In 2000, Acid released Burma's first hip-hop album. Despite predictions of failure by many in the Burmese music industry, the album, Beginning, remained in the number one position of the Burmese charts for more than two months. A Democratic Voice of Burma reporter described his music as blending a "combative, angry style with indigenous poeticism". The band's repertoire has been said to contain many "thinly veiled attacks on the regime". The Independent stated that while the band "focused on the mundane, their lyrics inevitably touched on the hardships of life in Burma, drawing them into dangerous territory."

==Political activism==
Following the 2007 uprising against the State Peace and Development Council, Burma's military rulers, Yan Yan Chan's bandmate Phyo Zeya Thaw helped found the pro-democracy youth movement Generation Wave.

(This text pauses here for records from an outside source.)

PR #1300, opened 2024-11-06
Small changes and header css

amy-corson-ibigroup:
**Description:**

- Add margin to loading spinner to avoid clipping.
- Fix small regression on headsign selector in pattern viewer, to avoid weird spacing on buttons.
- Clean up navbar css to avoid clipping on all screen sizes.
- Sort css
- Fix cut-off in pattern viewer stops container

**PR Checklist:**


lib/components/app/app.css
```diff
@@ -47,36 +47,266 @@
   }
 }
 
+/* Navbar settings */
+
+.navbar .navbar-header {
```
binh-dam-ibigroup, line 52: One of these settings alters the vertical positioning of the agency logo in desktop wide view (See screnshot), that means we need CSS to fix that.

image

binh-dam-ibigroup (changes requested):
I like the cleanup! Could you address the agency logo situation please?

lib/components/app/app.css
amy-corson-ibigroup: A lot of the existing logo positioning css you're seeing here is coming from the branding logo css in the configuration. This PR should ideally remove the need for that, so I've opened an internal PR to adjust these margins and tagged you there as well!

amy-corson-ibigroup:
Added to this PR: tried a new approach to the height of the stops `ol` in the pattern viewer, as the current approach is resulting in the last stop being cut off on most screen sizes.

binh-dam-ibigroup (approved):

miles-grant-ibigroup (commented):
Code looks good! I'm noticing the navbar icons are shifted down a bit, and are no longer perfectly centered. Otherwise though I'm seeing impressively few regressions. The header icon issue is a shame but it seems like there's been work done there to resolve that. 

That being said could I ask that this PR be put on hold until that other PR is ready to merge and that they're then merged at the same time?

binh-dam-ibigroup:
> That being said could I ask that this PR be put on hold until that other PR is ready to merge and that they're then merged at the same time?

Any specific reason to delay if this PR is ready?

miles-grant-ibigroup (changes requested):
Screenshot 2024-11-26 at 11 19 41 AM
This is what the default config looks like. The left-padding is too strong and something is wrong with the centering!

amy-corson-ibigroup:
Shortened the gap which should fix the padding issue! The centering was because of a `padding-top` in the example css, which I removed

miles-grant-ibigroup (approved):
I'm scared but I'm also excited

PR #1301, opened 2024-11-07
nearby: use stoptime headsigns if applicable

miles-grant-ibigroup:
It seems too easy... Did I miss some edge case?


amy-corson-ibigroup (approved):

miles-grant-ibigroup:
@daniel-heppner-ibigroup do you have any idea why the snapshots are just ever so slightly off? What's going on here?

daniel-heppner-ibigroup (changes requested):
I think what's happening is the duplicate checking code that follows the line you changed in stop.tsx is no longer matching a duplicate. Double check that and make sure it's okay, or change the duplicate checking code to maybe not use the headsign since it's now not consistent for a pattern?

miles-grant-ibigroup:
> I think what's happening is the duplicate checking code that follows the line you changed in stop.tsx is no longer matching a duplicate. Double check that and make sure it's okay, or change the duplicate checking code to maybe not use the headsign since it's now not consistent for a pattern?

Good catch thanks!

daniel-heppner-ibigroup (approved):
snapshot update actually looks really good! At that stop the headsign doesn't show East Green Lake or Roosevelt Station.

PR #1303, opened 2024-11-08
Transit Overlay: Restore missing OTP1 fields 

miles-grant-ibigroup:
There was a lastUpdated field that was removed at some point. But now it's back!


daniel-heppner-ibigroup (commented):
Are we maintaining support for OTP1 or are we translating an OTP2 vehicle into something that can be used with our code that still is looking for OTP1 props?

Though not an original founder, Yan Yan Chan became involved in the group as well. Generation Wave used graffiti and pamphlets to spread messages opposing the SPDC. and distributed bumper stickers reading "Change New Government" to apply to cars carrying "CNG" stickers (originally for "compressed natural gas"). The group also circulated anti-government films, including Rambo, in which the titular character battles Tatmadaw (Burmese military) soldiers in Karen State. The film had been banned by the government for portraying the SPDC and its soldiers in a negative light.

In March 2008, several Generation Wave members were arrested for their anti-government activities, including Phyo Zeya Thaw, who was charged with membership in an illegal organization and possession of foreign currency. On 18 April, Yan Yan Chan was also arrested in the Upper Burma town of Monywa, reportedly along with his longtime girlfriend Chilli. Reporters Without Borders speculated that Yan Yan Chan was arrested due to "lyrics in some of his songs referring to the lack of press freedom". After nearly a year's detention, he was released without charges on 7 January 2009.

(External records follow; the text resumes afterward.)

PR #1302, opened 2024-11-08
feat(trusted-companions): Plan trip with mobility profile for self or on behalf of trusted companion

josh-willis-arcadis:
**Description:**
Allows a user to plan a trip according to a mobility profile for their self or on behalf of a trusted companion. 

**PR Checklist:**
- [ ] Does the code follow accessibility standards (WCAG 2.1 AA Compliant)?
- [ ] Are all languages supported (Internationalization/Localization)?
- [ ] Are appropriate Typescript types implemented?

PR #1304, opened 2024-11-21
Trip sharing

binh-dam-ibigroup:
## Description

Works with https://github.com/ibi-group/otp-middleware/pull/271, needs #1302.

This PR adds trip sharing in monitored trips: A user saving a trip (whether for themselves or a dependent) can assign confirmed companions as trip companions or observers. Someone assigned as a primary traveler, companion, or dependent has read-only access to the trip (they can view trip details but cannot make changes).

## PR Checklist
- [?] Does the code follow accessibility standards (WCAG 2.1 AA Compliant)? => May need feedback about the use of disabled inputs.

Screenshot:

read-only trip companions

Following the 2021 Myanmar coup d'état, Yan Yan Chan was active in the anti-coup movement both in person at rallies and through social media. Denouncing the military coup, he has taken part in protests since February. He joined the "We Want Justice" three-finger salute movement. The movement was launched on social media, and many celebrities have joined the movement.

On 4 April 2021, warrants for his arrest were issued under section 505 (a) of the penal code by the State Administration Council for speaking out against the military coup. Along with several other celebrities, he was charged with calling for participation in the Civil Disobedience Movement (CDM) and damaging the state's ability to govern, with supporting the Committee Representing Pyidaungsu Hluttaw, and with generally inciting the people to disturb the peace and stability of the nation.

==Family==
In March 2010, Yan Yan Chan and Chilli announced their intention to wed. On 4 April, they got married in a ceremony at the Traders Hotel in Yangon. Chilli gave birth to their first son in the same year.